- _PROBLEM_:
Starting with the line containing "Upon researching before_commit, I" and going on through the line containing "Sorry about that.", return the lines of the data below exactly, and only those.

THE DATA START

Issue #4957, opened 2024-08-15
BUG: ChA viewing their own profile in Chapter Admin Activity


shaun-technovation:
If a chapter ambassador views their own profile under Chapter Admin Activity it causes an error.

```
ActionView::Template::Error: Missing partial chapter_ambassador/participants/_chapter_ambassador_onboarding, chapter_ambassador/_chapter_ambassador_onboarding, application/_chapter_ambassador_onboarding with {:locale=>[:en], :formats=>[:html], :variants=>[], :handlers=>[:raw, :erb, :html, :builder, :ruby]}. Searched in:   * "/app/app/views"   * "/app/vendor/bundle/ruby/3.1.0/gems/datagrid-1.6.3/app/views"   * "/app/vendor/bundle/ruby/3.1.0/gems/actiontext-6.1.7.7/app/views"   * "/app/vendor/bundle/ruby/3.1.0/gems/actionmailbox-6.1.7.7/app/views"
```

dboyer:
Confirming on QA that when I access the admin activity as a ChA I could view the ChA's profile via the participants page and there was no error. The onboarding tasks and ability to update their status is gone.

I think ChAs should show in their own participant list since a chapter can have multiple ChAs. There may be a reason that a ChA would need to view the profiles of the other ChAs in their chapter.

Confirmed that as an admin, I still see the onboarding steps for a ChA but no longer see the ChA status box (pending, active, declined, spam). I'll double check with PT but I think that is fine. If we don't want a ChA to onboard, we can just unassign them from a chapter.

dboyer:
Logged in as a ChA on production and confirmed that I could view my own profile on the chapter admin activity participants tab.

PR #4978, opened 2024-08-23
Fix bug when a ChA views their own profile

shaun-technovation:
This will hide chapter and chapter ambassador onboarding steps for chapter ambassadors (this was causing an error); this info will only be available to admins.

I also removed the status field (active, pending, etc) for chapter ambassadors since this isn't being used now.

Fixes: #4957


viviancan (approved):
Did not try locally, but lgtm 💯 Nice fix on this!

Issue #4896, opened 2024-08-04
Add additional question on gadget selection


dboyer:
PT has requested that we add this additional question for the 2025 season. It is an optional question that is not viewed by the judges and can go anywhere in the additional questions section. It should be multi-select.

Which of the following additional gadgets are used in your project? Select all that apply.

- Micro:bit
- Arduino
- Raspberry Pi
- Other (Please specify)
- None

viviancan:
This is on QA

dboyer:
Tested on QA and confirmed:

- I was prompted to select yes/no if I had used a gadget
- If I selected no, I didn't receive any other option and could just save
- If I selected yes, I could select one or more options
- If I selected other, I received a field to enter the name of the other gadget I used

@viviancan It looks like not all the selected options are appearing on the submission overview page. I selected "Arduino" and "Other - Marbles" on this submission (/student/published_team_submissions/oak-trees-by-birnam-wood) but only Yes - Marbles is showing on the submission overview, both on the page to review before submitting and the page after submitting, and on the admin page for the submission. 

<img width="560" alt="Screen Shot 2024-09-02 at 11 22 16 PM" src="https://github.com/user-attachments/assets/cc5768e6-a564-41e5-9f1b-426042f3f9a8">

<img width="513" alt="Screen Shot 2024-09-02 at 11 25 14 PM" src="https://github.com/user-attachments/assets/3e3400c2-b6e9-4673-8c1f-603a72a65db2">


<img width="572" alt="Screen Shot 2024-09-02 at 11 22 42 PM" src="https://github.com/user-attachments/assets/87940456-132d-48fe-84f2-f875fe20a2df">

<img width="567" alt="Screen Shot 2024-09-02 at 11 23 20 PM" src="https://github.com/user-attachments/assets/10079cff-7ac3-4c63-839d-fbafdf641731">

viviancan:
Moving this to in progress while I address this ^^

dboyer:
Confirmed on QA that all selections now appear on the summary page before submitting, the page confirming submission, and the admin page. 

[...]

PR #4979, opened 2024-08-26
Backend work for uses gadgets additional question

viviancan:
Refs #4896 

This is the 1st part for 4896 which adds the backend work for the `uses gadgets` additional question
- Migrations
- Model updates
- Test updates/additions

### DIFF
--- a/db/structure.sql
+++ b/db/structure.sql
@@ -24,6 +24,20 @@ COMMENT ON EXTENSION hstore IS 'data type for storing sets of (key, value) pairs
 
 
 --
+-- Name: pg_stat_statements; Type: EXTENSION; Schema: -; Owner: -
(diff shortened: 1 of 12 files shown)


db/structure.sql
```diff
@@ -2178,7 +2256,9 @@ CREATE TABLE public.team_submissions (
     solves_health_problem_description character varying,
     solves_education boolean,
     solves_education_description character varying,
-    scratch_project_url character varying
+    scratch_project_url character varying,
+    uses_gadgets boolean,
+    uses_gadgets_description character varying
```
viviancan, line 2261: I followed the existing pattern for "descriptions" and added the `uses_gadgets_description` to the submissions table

THE DATA END
THE DATA START

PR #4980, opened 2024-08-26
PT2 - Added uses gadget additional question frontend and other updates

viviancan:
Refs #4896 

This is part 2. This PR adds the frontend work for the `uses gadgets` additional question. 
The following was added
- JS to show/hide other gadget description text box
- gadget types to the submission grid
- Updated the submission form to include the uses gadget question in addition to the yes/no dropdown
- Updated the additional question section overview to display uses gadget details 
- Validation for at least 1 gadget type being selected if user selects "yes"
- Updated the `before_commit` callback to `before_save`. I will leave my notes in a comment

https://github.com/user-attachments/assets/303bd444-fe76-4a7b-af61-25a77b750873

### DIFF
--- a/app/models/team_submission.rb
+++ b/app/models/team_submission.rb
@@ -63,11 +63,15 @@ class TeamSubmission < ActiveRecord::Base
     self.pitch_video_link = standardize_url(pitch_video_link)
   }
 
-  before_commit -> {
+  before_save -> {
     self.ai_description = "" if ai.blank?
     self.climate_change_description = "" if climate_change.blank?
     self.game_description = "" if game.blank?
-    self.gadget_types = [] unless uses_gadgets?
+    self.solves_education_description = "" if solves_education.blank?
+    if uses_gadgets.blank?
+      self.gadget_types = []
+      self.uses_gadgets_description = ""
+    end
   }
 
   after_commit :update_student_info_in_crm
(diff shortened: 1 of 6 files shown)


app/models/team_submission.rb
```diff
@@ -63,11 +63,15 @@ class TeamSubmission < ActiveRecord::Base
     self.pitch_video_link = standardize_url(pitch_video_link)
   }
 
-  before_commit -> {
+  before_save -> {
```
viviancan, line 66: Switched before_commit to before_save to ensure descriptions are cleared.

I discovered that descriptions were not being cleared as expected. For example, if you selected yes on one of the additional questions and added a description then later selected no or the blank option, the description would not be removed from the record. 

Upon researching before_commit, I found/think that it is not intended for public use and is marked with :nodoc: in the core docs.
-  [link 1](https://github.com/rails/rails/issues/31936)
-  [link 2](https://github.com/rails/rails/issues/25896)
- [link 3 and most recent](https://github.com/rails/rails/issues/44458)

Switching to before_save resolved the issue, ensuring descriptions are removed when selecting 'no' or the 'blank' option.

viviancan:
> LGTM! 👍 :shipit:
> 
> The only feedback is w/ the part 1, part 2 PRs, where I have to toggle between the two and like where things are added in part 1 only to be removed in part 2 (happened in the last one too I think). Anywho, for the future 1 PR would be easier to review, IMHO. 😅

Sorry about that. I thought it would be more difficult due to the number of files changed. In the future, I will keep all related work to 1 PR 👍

THE DATA END
THE DATA START

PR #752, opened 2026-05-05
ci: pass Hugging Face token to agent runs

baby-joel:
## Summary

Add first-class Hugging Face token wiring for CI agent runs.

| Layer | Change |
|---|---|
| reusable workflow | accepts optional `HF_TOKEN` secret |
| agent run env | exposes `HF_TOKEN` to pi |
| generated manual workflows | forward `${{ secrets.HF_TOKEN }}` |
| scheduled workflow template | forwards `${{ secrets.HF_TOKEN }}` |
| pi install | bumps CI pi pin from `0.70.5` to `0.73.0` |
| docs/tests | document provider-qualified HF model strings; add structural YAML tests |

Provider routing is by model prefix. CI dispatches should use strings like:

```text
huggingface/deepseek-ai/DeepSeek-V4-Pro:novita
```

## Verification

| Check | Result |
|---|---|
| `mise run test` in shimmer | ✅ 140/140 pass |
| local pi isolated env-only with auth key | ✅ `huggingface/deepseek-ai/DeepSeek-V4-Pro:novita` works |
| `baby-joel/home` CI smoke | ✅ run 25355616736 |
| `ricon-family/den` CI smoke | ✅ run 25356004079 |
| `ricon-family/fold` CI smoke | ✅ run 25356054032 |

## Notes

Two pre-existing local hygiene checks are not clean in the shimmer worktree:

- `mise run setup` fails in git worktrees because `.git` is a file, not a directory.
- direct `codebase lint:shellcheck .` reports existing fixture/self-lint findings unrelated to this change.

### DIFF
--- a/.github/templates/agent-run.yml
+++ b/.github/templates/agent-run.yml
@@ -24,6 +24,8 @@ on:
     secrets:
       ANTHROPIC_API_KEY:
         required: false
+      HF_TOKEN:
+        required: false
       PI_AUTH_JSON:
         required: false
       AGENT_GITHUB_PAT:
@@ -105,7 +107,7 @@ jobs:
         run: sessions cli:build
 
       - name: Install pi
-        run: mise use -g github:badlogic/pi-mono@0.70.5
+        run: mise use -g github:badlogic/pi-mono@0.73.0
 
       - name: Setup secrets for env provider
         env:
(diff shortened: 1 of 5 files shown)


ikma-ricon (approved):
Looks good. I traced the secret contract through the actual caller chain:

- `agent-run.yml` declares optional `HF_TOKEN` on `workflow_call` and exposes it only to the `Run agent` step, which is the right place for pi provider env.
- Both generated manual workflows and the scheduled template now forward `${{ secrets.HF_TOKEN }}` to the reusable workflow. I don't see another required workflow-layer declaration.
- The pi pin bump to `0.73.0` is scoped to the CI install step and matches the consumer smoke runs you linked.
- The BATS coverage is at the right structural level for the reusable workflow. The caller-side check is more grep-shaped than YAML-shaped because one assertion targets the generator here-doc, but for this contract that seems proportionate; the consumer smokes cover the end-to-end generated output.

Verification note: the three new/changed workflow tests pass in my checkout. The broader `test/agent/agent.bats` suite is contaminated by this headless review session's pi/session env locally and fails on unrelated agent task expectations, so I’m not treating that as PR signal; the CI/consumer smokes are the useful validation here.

THE DATA END

- _FINISHED EXERCISE_:
Upon researching before_commit, I found/think that it is not intended for public use and is marked with :nodoc: in the core docs.
-  [link 1](https://github.com/rails/rails/issues/31936)
-  [link 2](https://github.com/rails/rails/issues/25896)
- [link 3 and most recent](https://github.com/rails/rails/issues/44458)

Switching to before_save resolved the issue, ensuring descriptions are removed when selecting 'no' or the 'blank' option.

viviancan:
> LGTM! 👍 :shipit:
> 
> The only feedback is w/ the part 1, part 2 PRs, where I have to toggle between the two and like where things are added in part 1 only to be removed in part 2 (happened in the last one too I think). Anywho, for the future 1 PR would be easier to review, IMHO. 😅

Sorry about that. I thought it would be more difficult due to the number of files changed. In the future, I will keep all related work to 1 PR 👍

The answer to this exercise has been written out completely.